0:03

So welcome back, recruits, to Lecture two of mathematical biostatistics boot camp,

and now we're going to talk about random variables.

So random variables as the slide says is it's simply a numerical outcome of an

experiment. They're, random variables are just

variables like you see in calculus, but they have probability distributions

associated with them. We're only gonna talk about two kinds of

random variables, discrete or continuous random variables.
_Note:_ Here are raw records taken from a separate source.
PR #3581, opened 2019-03-24
Close #2261

### LINKED ISSUE #2261: Glyph Window right click menu with Spiro
I expect to see 

```
G4 Curve
G2 Curve
Corner
Left Constraints
Right Constraints
```

on Right Click menu when Spiro is turned on. 
Instead it is showing the same `Curve`, `HV Curve`, `Corner`, `Tangent` that applies for beziers.

screen shot 2015-05-06 at 10 47 59 pm

But as you can see the Point menu is changing accordingly.

screen shot 2015-05-06 at 10 48 09 pm

ctrlcctrlv:
This was *much* easier to fix than I anticipated - w00t!

### Types of changes


fontforgeexe/cvpalettes.c
```diff
@@ -3518,34 +3518,72 @@ void CVToolsPopup(CharView *cv, GEvent *event) {
...
+            mi[i].invoke = CVMenuPointType;
+            i++;
+            mi[i].ti.text = (unichar_t *) _("Left Constraint ([)");
+            mi[i].ti.text_is_1byte = true;
+            mi[i].ti.fg = COLOR_DEFAULT;
+            mi[i].ti.bg = COLOR_DEFAULT;
+            mi[i].mid = MID_SpiroLeft;
+            mi[i].invoke = CVMenuPointType;
+            i++;
+            mi[i].ti.text = (unichar_t *) _("Right Constraint (])");
```
skef: What's the bracket about? (Not implying it's wrong.)

ctrlcctrlv: I debated adding it, but I think it makes it more obvious what point type is being talked about, since the icon looks like a bracket. I think it's a UI enhancement to throw it in, but can take it out if you don't like it.

skef: I think it's best to leave it out -- it might look to some users like some unknown form of keyboard acceleration.

skef: Would have also affected i18n, now that I think of it. But anyway ...

skef:
This looks good but I have one question: I don't know that much about Spiro and you've used the GetInfo box a bunch. Is there any circumstance in which a type isn't valid? (Like, greyed out in the box?) I expect not but should ask anyway.

fontforgeexe/cvpalettes.c
ctrlcctrlv: Right, I've taken it out already. :-)

ctrlcctrlv:
There are indeed situations where a certain point type is invalid, but FontForge does not solve this by graying out items, it solves this by just drawing straight lines between all points to show the user their selection is invalid and a Spiro spline cannot be drawn between their chosen points. So, no, there are never grayed out items in the Get Info dialog nor the toolbox.

skef:
Ah, OK. I was playing around and saw that behavior but didn't know what I was seeing. 

This looks good to me.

Discrete random variables are any random variables that can take just a countable

number of possibilities. So even if it's infinite, if you can

enumerate. The collection of values that a random

variable can take, it's going to be discreet.
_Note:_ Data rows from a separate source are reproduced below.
Issue #3582, opened 2019-03-24
fontforge tries to initialize GDK when no UI will be displayed


floppym:
Downstream bug: https://bugs.gentoo.org/681650

On Gentoo Linux, we run `make check` as part of the package build process. The test suite involves calling the built fontforge binary with options to convert several font files without any user interaction.

In the past, running these tests did not require an active X display.

After upgrading to 20190317, we get the following output from the test suite.

```
../fontforgeexe/fontforge -lang=ff -c 'Open($1); Generate($2)' fonts/Ambrosia.sfd fonts/Ambrosia.pt3
No protocol specified

(fontforge:326): Gdk-WARNING **: 13:12:52.415: cannot open display: 
make[3]: *** [Makefile:1823: fonts/Ambrosia.pt3] Error 1
make[3]: Leaving directory '/var/tmp/portage/media-gfx/fontforge-20190317/work/fontforge-20190317/tests'
make[2]: *** [Makefile:1662: check-am] Error 2
make[2]: Leaving directory '/var/tmp/portage/media-gfx/fontforge-20190317/work/fontforge-20190317/tests'
make[1]: *** [Makefile:1916: check-recursive] Error 1
make[1]: Leaving directory '/var/tmp/portage/media-gfx/fontforge-20190317/work/fontforge-20190317'
make: *** [Makefile:2205: check] Error 2
```
I believe this happens because fontforge always calls the `gdk_init()` function, regardles of whether the user interface will ever be displayed.

jtanx:
Ah, that makes sense. It might be enough to replace `gdk_init` with `gdk_init_check`, as there are checks further down the line to determine if it can get a display or not.

Otherwise we'd need to check the result after `CheckIsScript` is called in `startui.c`, or otherwise move `gdk_init` further down.

floppym:
> otherwise move gdk_init further down.

This seemed like the most obvious solution to me. I tested it and it seems to work ok for both scripts and GUI usage.

Issue #1277, opened 2014-03-07
Command-line processing and "main program"


ghost:
The top-level processing of command-line arguments and start/run/terminate control flow in FontForge is currently several plates of spaghetti spread throughout the system:
- main.c:main() - trivial wrapper that passes argc and argv to fontforge_main(), which has two different definitions in two different files selected by conditionals at the Makefile level.
- startnoui.c:fontforge_main() - does some initialization, prints a banner, passes argc and argv to CheckIsScript which _may or may not return_, then if it returns, parses the command line, then _if Python is not enabled_ passes argc and argv to ProcessNativeScript(), else if Python is enabled (but even if native is also enabled) passes to PyFF_Stdin(), then if that returns, does cleanup and exits.
- startui.c:fontforge_main() - does some command-line parsing _first_, without the initialization done by the other version of this function.  Then runs a bunch of Macintosh- and Windows-specific code, depending on the platform.  Then runs CheckIsScript(), passing it argc and argv; it may or may not return.  Then (if it returns) parses the command line again, differently.  Then does Python initialization (which would NOT have been done in the other version).  Shows the splash screen, runs the GUI loop, does collab stuff.  Does cleanup and exits.
- scripting.c:CheckIsScript() - trivial wrapper that passes argc and argv to _CheckIsScript()
- scripting.c:_CheckIsScript() - parses the command line.  Also attempts to determine whether it was executed via a shebang, using hardcoded assumptions about the name of the FontForge executable.  Passes argc and argv to ProcessNativeScript() or to PyFF_Main(), or invokes PyFF_Stdin() without argc and argv, or just returns, depending on complicated conditions and #ifdefs.
- scripting.c:ProcessNativeScript() - parses the command line.  Obtains native-language script code from a location determined by the command-line parse, runs it, does not do cleanup, and terminates.
- python.c:PyFF_Main() - does some Python-specific initialization.  Parses the command line.  Creates a new, filtered version of argc and argv, passes those to Py_Main(), and then terminates.
- python.c:PyFF_Stdin() - does Python-specific initialization.  Then depending on whether standard input is a TTY, invokes either PyRun_InteractiveLoop() or PyRun_SimpleFile(), and terminates.
[...]

PR #3583, opened 2019-03-24
Defer gdk_init() until after CheckIsScript()

floppym:
This allows fontforge to run without an X server available.

Fixes: https://github.com/fontforge/fontforge/issues/3582

### DIFF
--- a/fontforgeexe/startui.c
+++ b/fontforgeexe/startui.c
@@ -900,9 +900,6 @@ int fontforge_main( int argc, char **argv ) {
 #if !(GLIB_CHECK_VERSION(2, 35, 0))
     g_type_init();
 #endif
-#ifdef FONTFORGE_CAN_USE_GDK
-    gdk_init(&argc, &argv);
-#endif
 
     /* Must be done before we cache the current directory */
     /* Change to HOME dir if specified on the commandline */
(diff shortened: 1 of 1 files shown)


skef:
This is not a review (it looks OK to me but others know more about this path and can review with higher confidence). However, while I think this *will* work with the current `PythonUI_Init()`, either:

1. Some "script" may want to do graphical stuff of/on its own, in which case this change removes that possibility, or
2. We don't provide for that opportunity, in which case `PythonUI_Init()` can and probably should be moved down after `gdk_init()`. 

Anyone making use of `PythonUI_Init()` in the future could wind up confused about the graphics layer "not being there" when the function is called.

jtanx:
This is fine, when running via `-script`, it's implicit that it doesn't bring up a gui, gdraw is only initialised around where `GDrawCreateDisplays(display,argv[0]);` is called.

jtanx:
Oh, right I see your point. FontForge's startup procedure is so ridiculously overcomplicated...

skef:
To be clear, this is arguably speculative generality, because `PythonUI_Init` just does something that should work fine, probably can't be used now, and is relevant to the GDK path anyway. But in terms of comprehension it's probably best to move it down.

jtanx:
For now, I think it's fine to leave in it's current place, since it won't change existing behaviour, and I can kind of see why it was grouped there with the other init calls. Longer term, I'm contemplating rewriting the whole startup procedure, because it's just bonkers

skef:
Bootstrapping is intrinsically bonkers. I have yet to encounter a bootstrapping sequence that wasn't.

jtanx:
Let's just say it doesn't need to be as complex as it currently is, #1277 gives a good overview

So, what I mean by even if it's infinite, if you have a random variable that is the

number of people that show up at a bus stop.

Well, I suppose there is a theoretical limit to that but it might be useful

mathematically to model that as if that count can go all the way up to infinity.

But the point is that we can count them. We can count one people, two people, three

people, four people and so on. If the random variable can take any

possible value on the real line or a subset of the real line.

Then we'll call the random variable continuous.

And we'll have to have a slightly different treatment of continuous versus

discreet random variables. But I think when we go through it we'll

try to draw the similarities between how they're treated.

This list of random variables either being discreet or continuous is non exhaustive.

You can actually have. A random variable that is both discrete

and continuous. To give you an example, let's think of a

good way to generate a continuous random variable, or something at least that could

conceptually be viewed as a continuous random variable.

Suppose you were to. Draw a line on a piece of paper that goes

from zero to two. You label one end of the line zero, and

another end of the line two, and then you drop your pencil, and it hits a random

point in between zero and two. And you were to measure the distance

between zero to two, how far that point is.

Well, you maybe you can argue, you can only measure to so find of a scale, but

lets forget about issues like that. Honestly you would model this as a sort of

continuous random variable, that distance you can measure to several decimal places

and so we will think of it, as sort of a continuous one.

So lets think about how could you possibly generate a random variable that's both

discrete and continuous. Well let's suppose, so we have our little

experiment where we can generate something that's continuous, or continuous enough to

think of it as continuous, and then we have another example.

Say, just. Rolling a die that generates one, two,

three, four, five, six, clearly generates a discrete random variable.

Suppose then if you were to flip a coin, if the coin comes up heads, you use your

pencil to get this continuous random variable, and if the coin comes up tail,

you use this die to get your discrete random variable.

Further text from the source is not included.